Among the results, we identified that the interdisciplinarity inherent to the topics of
Linear Algebra and specific content of engineering or applied constituted an essential
factor for the recognition of mathematical disciplines as theoretical and conceptual
basis. Interdisciplinarity reflected in specific mathematical objects of linear algebra
and practical situations of engineering materials for the formation of conceptual and
general engineer seeking the theoretical foundation and basic justification for the
technological improvement of its area. Based on a scenario and results envisioned in
the dissertation we propose to investigate the cognitive structures involved in the
construction of mathematical object eigenvalue and eigenvector in the initial and final
student education phases in Engineering courses, showing the cognitive schemes in
their mathematical minds. For this, the following issues are highlighted: ( 1 ) What
conceptions (action - process -object- schema ) are evidenced in students after
studying the mathematical object eigenvalue and eigenvector in the initial and final
phases of their academic training courses in Engineering? and ( 2 ) these same
phases, which concept image and concept definition are highlighted in the study of
eigenvalue and eigenvector mathematical object? Substantiated by the theoretical
contributions of Dubinsky (1991), on the APOS Theory and Vinner (1991), about the
concept image and concept definition, we consider the cognitive processes involved
in the construction of mathematical object, identifying the nature of their cognitive
entities portrayed in mathematical mind. The discussion focuses on mathematical
mind both the mathematical structure that is designed and shared by the community
as the design in which each mental biological framework handles such ideas. To do
so, we consider the relationship between the ideas which constitute the APOS theory,
concepts image and definition and some aspects of Cognitive Neuroscience.

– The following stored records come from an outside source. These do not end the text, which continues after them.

PR #37737, opened 2024-01-16
backported "Serdes for DashboardCardSeries" to 47

calherries:
Backports https://github.com/metabase/metabase/pull/37271 to 47 

Closes https://github.com/metabase/metabase/issues/37232

PR #37747, opened 2024-01-16
Fix e2e test for serdes dashcardseries

calherries:
This PR fixes an e2e test that I added in https://github.com/metabase/metabase/pull/37271

The test currently passes only accidentally, relying on the order in which objects are created in the database based on serialization export and import implementations.

I discovered this when I tried to backport it to 47 on this PR https://github.com/metabase/metabase/pull/37737, where the test broke. I've already fixed it on that PR, so this only needs backporting to 48

### DIFF
--- a/enterprise/backend/test/metabase_enterprise/serialization/v2/e2e_test.clj
+++ b/enterprise/backend/test/metabase_enterprise/serialization/v2/e2e_test.clj
@@ -642,9 +642,18 @@
            :model/Card {c3-id :id :as c3} {:name "Series Question B", :collection_id coll-id}
            :model/Dashboard {dash-id :id :as dash} {:name "Shared Dashboard", :collection_id coll-id}
            :model/DashboardCard {dc1-id :id} {:card_id c1-id, :dashboard_id dash-id}
-           :model/DashboardCard _dc2 {:card_id c2-id, :dashboard_id dash-id}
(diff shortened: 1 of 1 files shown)


piranha:
Hm... can you point out why it was dependent on the order, I fail to follow the logic :) I see how it breaks in the tests before, but I can't understand why it's better than it was 😁

enterprise/backend/test/metabase_enterprise/serialization/v2/e2e_test.clj
```diff
@@ -654,19 +663,25 @@
                 (is (serdes/with-cache (serdes.load/load-metabase! (ingest/ingest-yaml dump-dir)))
                     "successful"))
               (testing "Series are loaded correctly"
-                (let [new-dc1-id (t2/select-one-pk :model/DashboardCard :card_id (:id c1))
-                      new-dc2-id (t2/select-one-pk :model/DashboardCard :card_id (:id c2))
```
calherries, line 658: @piranha The problem was that these two lines use the `id` of `c1` and `c2`. But serialization doesn't guarantee stable ids.

piranha: Ahhh I see!

sansolovyov (approved):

Characterized as multiple case studies, data collection covered the speech of
students in engineering courses in various training contexts, established by the
institutions. The analysis of the specific mathematical concept called genetic
decomposition led to this concept, which was proposed by System Dynamic Discrete
problem, described by the difference equation K K x A.x 1 = + , (K = 0,1,2 , ... ) . Based on
the ideas of Stewart (2008) and Trigueros et al. (2012) it was possible to us to
identify some characteristics of showing the different conceptions of the students.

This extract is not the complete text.